> _Material shown_
PR #5608, opened 2018-02-22
Apache plugin wildcard support for ACMEv2

joohoi:
Functional example for wildcard certificate support in Apache plugin.

In `deploy_cert()` and `enhance()`, the user will be presented with a dialog to choose from the VirtualHosts that can be covered by the wildcard domain name. The (multiple) selection result will then be handled in a similar way that we previously handled a single VirtualHost that was returned by the `_find_best_vhost()`.

Additionally the selected VirtualHosts are added to a dictionary that maps selections to a wildcard domain to be reused in the later `enhance()` call and not forcing the user to select the same VirtualHosts again.

The code here should be almost completely compatible with Nginx plugin as well, so when we get this merged, we can bring the changes over to Nginx plugin also.

### DIFF
--- a/certbot-apache/certbot_apache/configurator.py
+++ b/certbot-apache/certbot_apache/configurator.py
@@ -155,7 +155,7 @@ class ApacheConfigurator(augeas_configurator.AugeasConfigurator):
         self._chall_out = set()
         # List of vhosts configured per wildcard domain on this run.
         # used by deploy_cert() and enhance()
-        self.wildcard_vhosts = dict()
+        self._wildcard_vhosts = dict()
         # Maps enhancements to vhosts we've enabled the enhancement for
         self._enhanced_vhosts = defaultdict(set)
 
@@ -266,7 +266,7 @@ class ApacheConfigurator(augeas_configurator.AugeasConfigurator):
             self.aug, self.conf("server-root"), self.conf("vhost-root"),
             self.version, configurator=self)
 
-    def wildcard_domain(self, domain):
+    def _wildcard_domain(self, domain):
         """
         Checks if domain is a wildcard domain
 
@@ -299,21 +299,35 @@ class ApacheConfigurator(augeas_configurator.AugeasConfigurator):
             a lack of directives
 
         """
-        if self.wildcard_domain(domain):
-            # Ask user which VHosts to support.
-            # Returned objects are guaranteed to be ssl vhosts
-            deploy_vhosts = self.choose_vhosts_wildcard(domain, create_ssl=True)
-            for vhost in deploy_vhosts:
-                self._deploy_cert(vhost, cert_path, key_path,
-                                  chain_path, fullchain_path)
-                if domain not in self.wildcard_vhosts.keys():
-                    self.wildcard_vhosts[domain] = list()
-                self.wildcard_vhosts[domain].append(vhost)
-        else:
-            vhost = self.choose_vhost(domain)
+        vhosts = self.choose_vhosts(domain)
+        for vhost in vhosts:
             self._deploy_cert(vhost, cert_path, key_path, chain_path, fullchain_path)
 
-    def vhosts_for_wildcard(self, domain):
+    def choose_vhosts(self, domain, cached=False, create_if_no_ssl=True):
+        """
+        Finds VirtualHosts that can be used with the provided domain
+
+        :param str domain: Domain name to match VirtualHosts to
+        :param bool cached: Return VHosts from a list cached previously on this
+            execution.
+        :param bool create_if_no_ssl: If found VirtualHost doesn't have a HTTPS
+            counterpart, should one get created
+
+        :returns: List of VirtualHosts or None
+        :rtype: `list` of :class:`~certbot_apache.obj.VirtualHost`
+        """
+
+        if self._wildcard_domain(domain):
+            if cached and domain in self._wildcard_vhosts:
+                # Vhosts for a wildcard domain were already selected
+                return self._wildcard_vhosts[domain]
+            # Ask user which VHosts to support.
+            # Returned objects are guaranteed to be ssl vhosts
+            return self._choose_vhosts_wildcard(domain, create_if_no_ssl)
+        else:
+            return [self.choose_vhost(domain)]
+
+    def _vhosts_for_wildcard(self, domain):
         """
         Get VHost objects for every VirtualHost that the user wants to handle
         with the wildcard certificate.
@@ -330,7 +344,7 @@ class ApacheConfigurator(augeas_configurator.AugeasConfigurator):
 
     def _in_wildcard_scope(self, name, domain):
         """
-        Helper method for vhosts_for_wildcard() that makes sure that the domain
+        Helper method for _vhosts_for_wildcard() that makes sure that the domain
         is in the scope of wildcard domain.
 
         eg. in scope: domain = *.wild.card, name = 1.wild.card
@@ -340,11 +354,11 @@ class ApacheConfigurator(augeas_configurator.AugeasConfigurator):
             return fnmatch.fnmatch(name, domain)
 
 
-    def choose_vhosts_wildcard(self, domain, create_ssl=True):
+    def _choose_vhosts_wildcard(self, domain, create_ssl=True):
         """Prompts user to choose vhosts to install a wildcard certificate for"""
 
         # Get all vhosts that are covered by the wildcard domain
-        vhosts = self.vhosts_for_wildcard(domain)
+        vhosts = self._vhosts_for_wildcard(domain)
 
         # Go through the vhosts, making sure that we cover all the names
         # present, but preferring the SSL vhosts
@@ -354,7 +368,7 @@ class ApacheConfigurator(augeas_configurator.AugeasConfigurator):
                 if vhost.ssl:
                     # Always prefer SSL vhosts
                     filtered_vhosts[name] = vhost
-                elif name not in filtered_vhosts.keys():
+                elif name not in filtered_vhosts:
                     # Add if not in list previously
                     filtered_vhosts[name] = vhost
 
@@ -373,6 +387,7 @@ class ApacheConfigurator(augeas_configurator.AugeasConfigurator):
             else:
                 return_vhosts.append(vhost)
 
+        self._wildcard_vhosts[domain] = return_vhosts
         return return_vhosts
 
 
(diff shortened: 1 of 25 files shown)


certbot-apache/certbot_apache/configurator.py
```diff
@@ -1377,7 +1478,18 @@ def enhance(self, domain, enhancement, options=None):
             raise errors.PluginError(
                 "Unsupported enhancement: {0}".format(enhancement))
         try:
-            func(self.choose_vhost(domain), options)
+            if self.wildcard_domain(domain):
```
ohemorange: can we refactor this so there's less inside the try block?

certbot-apache/certbot_apache/configurator.py
```diff
@@ -280,9 +299,91 @@ def deploy_cert(self, domain, cert_path, key_path,
...
-        # vhost choice namespace similar with the pre-validation one.
-        vhost = self.choose_vhost(domain)
+        if self.wildcard_domain(domain):
+            # Ask user which VHosts to support.
+            # Returned objects are guaranteed to be ssl vhosts
+            deploy_vhosts = self.choose_vhosts_wildcard(domain, create_ssl=True)
+            for vhost in deploy_vhosts:
+                self._deploy_cert(vhost, cert_path, key_path,
+                                  chain_path, fullchain_path)
+                if domain not in self.wildcard_vhosts.keys():
```
ohemorange: is this for if we ended up creating one?

ohemorange: oh nvm because we might not match

ohemorange: don't think you need `.keys()` here

certbot-apache/certbot_apache/configurator.py
```diff
@@ -280,9 +299,91 @@ def deploy_cert(self, domain, cert_path, key_path,
...
+        is in the scope of wildcard domain.
+
+        eg. in scope: domain = *.wild.card, name = 1.wild.card
+        not in scope: domain = *.wild.card, name = 1.2.wild.card
+        """
+        if len(name.split(".")) == len(domain.split(".")):
+            return fnmatch.fnmatch(name, domain)
+
+
+    def choose_vhosts_wildcard(self, domain, create_ssl=True):
```
ohemorange: this can probably be internal

certbot-apache/certbot_apache/configurator.py
```diff
@@ -280,9 +299,91 @@ def deploy_cert(self, domain, cert_path, key_path,
...
+        # present, but preferring the SSL vhosts
+        filtered_vhosts = dict()
+        for vhost in vhosts:
+            for name in vhost.get_names():
+                if vhost.ssl:
+                    # Always prefer SSL vhosts
+                    filtered_vhosts[name] = vhost
+                elif name not in filtered_vhosts.keys():
+                    # Add if not in list previously
+                    filtered_vhosts[name] = vhost
```
ohemorange: what happens if there aren't any? do we want to create a new one?

certbot-apache/certbot_apache/configurator.py
ohemorange: also, why not do this inside `choose_vhosts_wildcard`?

certbot-apache/certbot_apache/configurator.py
```diff
@@ -280,9 +299,91 @@ def deploy_cert(self, domain, cert_path, key_path,
...
+                self._deploy_cert(vhost, cert_path, key_path,
+                                  chain_path, fullchain_path)
+                if domain not in self.wildcard_vhosts.keys():
+                    self.wildcard_vhosts[domain] = list()
+                self.wildcard_vhosts[domain].append(vhost)
+        else:
+            vhost = self.choose_vhost(domain)
+            self._deploy_cert(vhost, cert_path, key_path, chain_path, fullchain_path)
+
+    def vhosts_for_wildcard(self, domain):
```
ohemorange: also can be internal?

certbot-apache/certbot_apache/configurator.py
```diff
@@ -1377,7 +1478,18 @@ def enhance(self, domain, enhancement, options=None):
             raise errors.PluginError(
                 "Unsupported enhancement: {0}".format(enhancement))
         try:
-            func(self.choose_vhost(domain), options)
+            if self.wildcard_domain(domain):
+                # Handle virtualhosts configured for a wildcard domain
+                if domain in self.wildcard_vhosts.keys():
```
ohemorange: can this if (`if domain in self.wildcard_vhosts:`) go inside `choose_vhosts_wildcard`?

ohemorange: oh yeah, if both this and the other thing go into the function, that cleans everything else up a bunch!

> _What the task asks_
Taking the entries above, write out exactly each line from the one holding "--- a/certbot-apache/certbot_apache/configurator.py" to the one holding "self.version, configurator=self)", both included, and stop there.

> _Expected output_
--- a/certbot-apache/certbot_apache/configurator.py
+++ b/certbot-apache/certbot_apache/configurator.py
@@ -155,7 +155,7 @@ class ApacheConfigurator(augeas_configurator.AugeasConfigurator):
         self._chall_out = set()
         # List of vhosts configured per wildcard domain on this run.
         # used by deploy_cert() and enhance()
-        self.wildcard_vhosts = dict()
+        self._wildcard_vhosts = dict()
         # Maps enhancements to vhosts we've enabled the enhancement for
         self._enhanced_vhosts = defaultdict(set)
 
@@ -266,7 +266,7 @@ class ApacheConfigurator(augeas_configurator.AugeasConfigurator):
             self.aug, self.conf("server-root"), self.conf("vhost-root"),
             self.version, configurator=self)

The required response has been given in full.